A review constituting a small miracle, like a brick wall over and over, waiting for the other shoe to drop. The paraphernalia of stories untold are tied to his limbs with strips of ribbon. I am still quite actively searching, not recovered.

Missing the mark, to be human. Hitting dead ends is another question. But the termitelike “now” is certain, the only umbrella before the torrent.

It’s miraculous that we still somehow walk away from a pileup in love with the textured thicket of machines. A lot of us have been preparing emotional space for… it’ll remain impossible to say. This complete indeterminacy, somehow more prominent the deeper you dig.
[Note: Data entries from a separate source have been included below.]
PR #369, opened 2018-01-10
Created most of the .md files for the Coding Challenge series

blinkityblank:


shiffman:
Looks like challenge 1 uses underscore `01_starfield.md" whereas the rest use hyphen `-`.  @nilsweb any reason we should go with one over the other?

nilsweb:
Looks nicer? I think it’s kind of an unofficial standard to use hyphenated URLs (or at least I haven’t seen many websites that use underscores).

shiffman:
🎉🎉

PR #378, opened 2018-01-14
Processing port for CC 71, 81.1, 81.2, 85 and 88

Merijn-DH:
Issue #267


shiffman:
Amazing, thank you!!!

PR #379, opened 2018-01-14
Added Processingversion of CC_15_FractalTreeArray #267

lustigo:
Added Processing Version for Fractal Tree Array (Object Oriented)
Used ArrayList instead of Arrays (Java Arrays have a deterministic size, the ArrayLists are more than Javascript Arrays)


shiffman:
Looks great, thank you!

Issue #359, opened 2018-01-08
Challenges with p5.js and Processing code


shiffman:
Some challenges (or in an ideal world perhaps all?) have both p5.js code and Processing code. The Processing code does not run as an online demo. An example is the Langton's Ant. Right now there is only Processing code which is linked from "Get the Code". The "Live Example" points to 404. This is what I'm thinking:

```
repository_p5: /CC_89_langtonsant_p5
repository_Processing: /CC_89_langtonsant
```

"Live Example" would appear only if there was a "repository_p5" link? And download buttons would appear for one or both or p5 / Processing?

Would something like this work?

shiffman:
As discussed on slack, if neither is present, then a message says "code now available yet" would appear . . .perhaps with a link to a wiki on how to contribute it.

nilsweb:
That would probably be a good idea. As for now you can also set `live_example: false` (or to some URL) to disable (or change) the location of the live example.

I think that it should also be possible to detect, if a file already exists using Jekyll. Therefore we could stick with the current `repository` property and let Jekyll automatically figure out what's available so there would be no need to update the challenge's definition file when adding new code.
This would only require a standardised naming scheme like `CC_XX_tile_p5` for p5 and `CC_XX_title_processing` for Processing.

Maybe we could also add a static page that runs the web version of a Processing sketch but I haven't worked with those before so I don't know if this is could be done easily.

shiffman:
Awesome, this sounds great. I don't mind maintaining an extra `live_example` field if that makes it easier than a naming convention / auto-detection. 

It's not worth trying to get web versions of Processing sketches to run, I'm either doing it in Processing b/c it's not appropriate for the browser or if it is, I might as well port to p5.

nilsweb:
The only reason for having an extra `live_example` field is just so you can turn it off (by setting `live_example: false`) or link to an external resource (e. g. a Node.js-based project hosted on Heroku). So it wouldn't make it easier nor more difficult.

I'll make some experiments on auto-detection and report back if it would work or not.

shiffman:
all sounds great! I like the idea of being able to link to an external resource. For some of the videos the example code or demo ends up living in a different repo.

nilsweb:
So I'll add the ability to reference external repositories as well since it is now supported at the moment.

PR #380, opened 2018-01-14
Auto-detection for p5.js and Processing code

nilsweb:
In reference to #359

From the first commit:
- If multiple code variations are found for one repository, they will be
  displayed as a dropdown when downloading the code.
- If one of the found code variations is suitable as a live example, it
  will also be used as that.
- If there is only one variation for the given repository, it will be used
  when downloading the code.
- If no variation is found, the repository will be used "as is" (without
  adding a suffix) for downloading and as the live_example.
- If you link to an external repository, it will be used for downloading
  but not as the live example.
- Specifiying live_example will override any automatically set live example.
- `live_example: false` will disable the live example button.
- Setting `repository: false` will display a message saying that the code
  hasn't been added yet (but will be added in the future).
- Setting `repository: null` (or omitting it) will hide any code actions.The following behaviour is to be expected:
- If multiple code variations are found for one repository, they will be
  displayed as a dropdown when downloading the code.
- If one of the found code variations is suitable as a live example, it
  will also be used as that.
- If there is only one variation for the given repository, it will be used
  when downloading the code.
- If no variation is found, the repository will be used "as is" (without
  adding a suffix) for downloading and as the live_example.
- If you link to an external repository, it will be used for downloading
  but not as the live example.
- Specifiying live_example will override any automatically set live example.
- `live_example: false` will disable the live example button.
- Setting `repository: false` will display a message saying that the code
  hasn't been added yet (but will be added in the future).
- Setting `repository: null` (or omitting it) will hide any code actions.

**The documentation also needs to be updated to reflect the new behaviour!**


shiffman:
This all sounds great! I'm slightly worried it'll be complicated for contributors but let's give it a try and in the end I think it will actually be quite simple once we have a "template" for people to copy from.

Also, one thing to watch out for, if you rename a directory for a Processing sketch, i.e.

```
CC_Snake/ --> CC_Snake_Processing/
```

you have to rename the main PDE file also:

```
CC_Snake/CC_Snake.pde --> CC_Snake_Processing/CC_Snake_Processing.pde
```

otherwise the Processing IDE will fail to open the sketch properly.

nilsweb:
I tried to make the `repository` field behave more "naturally".
I didn't know about the Processing naming convention, but knowing it now, wouldn't it be better to create separate folders inside `CodingChallenges` for each system? This means that all Processing versions go under `CodingChallenges/Processing` and p5.js versions go under `CodingChallenges/p5.js` (similar to whats currently going on inside the `Tutorials` folder). Otherwise every time a processing version is added, the folder and main file would have to be renamed accordingly. Also, I think it would be easier for future contributors now knowing about the suffixes `_Processing` and `_p5.js`. Folders would be more understandable.

shiffman:
@nilsweb I agree, this sounds like a better plan. Would it be:

```
CodingChallenges/CodingChallenge_03_Snake/Processing/...
CodingChallenges/CodingChallenge_03_Snake/p5.js/...
```

or

```
CodingChallenges/Processing/CodingChallenge_03_Snake/...
CodingChallenges/p5.js/CodingChallenge_03_Snake/...
```

One the one hand I like the first best b/c most people are looking for a specific challenge? But this would actually then require another subfolder for Processing, i.e.

```
CodingChallenges/CodingChallenge_03_Snake/Processing/Snake/Snake.pde
CodingChallenges/CodingChallenge_03_Snake/p5.js/index.html
CodingChallenges/CodingChallenge_03_Snake/p5.js/sketch.js
```

nilsweb:
@shiffman Right, haven't thought about the second subfolder... But at some point, people should use the website to download the code so I think it doesn't matter if we use option two?

shiffman:
@nilsweb yes but for anyone working on adding and testing code to the site not having the folder name match the `pde` file will be a major pain. So that folder is necessary.

nilsweb:
@shiffman I understand. That's why I'd go with this folder structure:

```
CodingChallenges/Processing/CodingChallenge_03_Snake/
    - CodingChallenge_03_Snake.pde
    - ...
CodingChallenges/Processing/CodingChallenge_03_Snake/
    - index.html
    - ...
```

Therefore, we don't have any "ugly" folders inside the actual CC folders (which I think would be more counter intuitive than having to decide on the code variation first) and Processing is happy having a main file matching the folder name.

Merijn-DH:
I don't know if my opinion is of any value here, but having a folder structure of `CodingChallenges/Processing/` and 
`CodingChallenges/p5.js/` does not sound logical to me. 
People looking for a specific coding challenge will get confused over which folder it is in and it won't be clear they are available in both versions (of course this only happens when browsing the github and not the website, but I think the github should stay equally usable as the website).

Myself, I'm in favor of either using this stucture: 
```
CodingChallenges/CodingChallenge_03_Snake/Processing/Snake/Snake.pde
CodingChallenges/CodingChallenge_03_Snake/p5.js/index.html
CodingChallenges/CodingChallenge_03_Snake/p5.js/sketch.js
```

even though it requires an extra subfolder, or using the stucture that is used right now..

shiffman:
I think I agree with @Merijn-DH here. @meiamsome is usually the voice of the reason, what say you?

GreyWizard1955:
Guys (especially Daniel, Merijn and Nils),

We're getting to the point that we're already at 3 digits for LSs and close to 3 digits on CCs... Shouldn't we rename all of them to 3 digits before we get there??? JMHO…

Sent from Mail for Windows 10

nilsweb:
Sorry @shiffman and @Merijn-DH but for some reason GitHub didn't notify me about the ongoing discussion...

Always familiar but unforeseen, something that’s already there leaves you floored, hungry. Clues to an invisible structure live and die, and you’ll both just sit there. But you know what this sounds like already.

This is where the guts thing comes back. Let’s just cross our fingers in hopes that their brains aren’t as permanently cooked as this fractured narrative. Amoebic diligence past being able to do anything about it — score for the machines. This empty dread when the buzzing naughts are left on too long without feedback.

There’s a strange peace in asking the right questions. Mash-up, alien, or oblivion? There’s a piece of you that will stop. This unnamed “you” plays time like an accordion. To construct something, intent on a cut-and-paste asymptote.

Believing in people is harder than believing in unseen unity. “Infinite reserve of uplifting hurt” loses meaning, leading into nothing in particular. You know what we like to do with serious things. Sing her syllables like Shaker exsufflations.

How damned deliberate, like a hornet struggling for life. We’re talking primordial soup in a panic almost too protracted to witness, the only humanity we’ve had to cling to so far being minutes from vapor. Suddenly a cavernous silence, the type you might imagine before being hit by an oncoming train.

Worm through your day-to-day, then quickly gather dust. Emotional tug will still be there for us when apostles break down walls. Rolling down the windows might well be a therapeutic issue.

Don’t screw around with your certainty. His projected project like another piece of debris more permanent than himself. Otherworldly flotsam. A certain tired humanity filled with some creeping sense that something’s on its way and may never arrive. Cleft mumble, unspoken floors. Apparent silence.

There’s no easy word for how contagious woes punch straight through where they need to. Grief straddles the line between the human and the chemical. We should be thankful he dwelt long enough to make no bones. I don’t know which side of the skull I’m on.

There’s only, it seems, one thing left to love: this solitary, fractured record. A claustrophobic aluminum halo. A brass rubbing of some ineffable, powerful yet stationary force. Sitting in the corner gathering dust, messing with the guts — they do go on forever.

Some days I can stare into smoke for hours. Less an act of investigation and more an act of prayer. The actual visceral experience of one person’s diminution. The world lost a warm and honest person.

Go out the window. Step in the glimmering bear trap. Split your heart, replete. Imperfect until it becomes perfect. No matter how many bizarre directions this relationship takes, it all comes together again on a couch in Syracuse.